> _WORK TO COMPLETE_: Which lines in the records below contain the word "database"? Report each of them.
----------
Issue #2392, opened 2023-07-03
Add Origins to Grapher and extend variables DB classes and variable metadata


larsyencken:
After the database has gained new fields on the variables, the datasets table and new relationship tables were added in #1286 and #2481, we need to bring the the grapher DB types into alignment again.

- [x] add OwidOrigin
- [x] add new fields on OwidVariable
- [x] add/update the database classes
----------
> _REPLY TO THE TASK_:
After the database has gained new fields on the variables, the datasets table and new relationship tables were added in #1286 and #2481, we need to bring the the grapher DB types into alignment again.
- [x] add/update the database classes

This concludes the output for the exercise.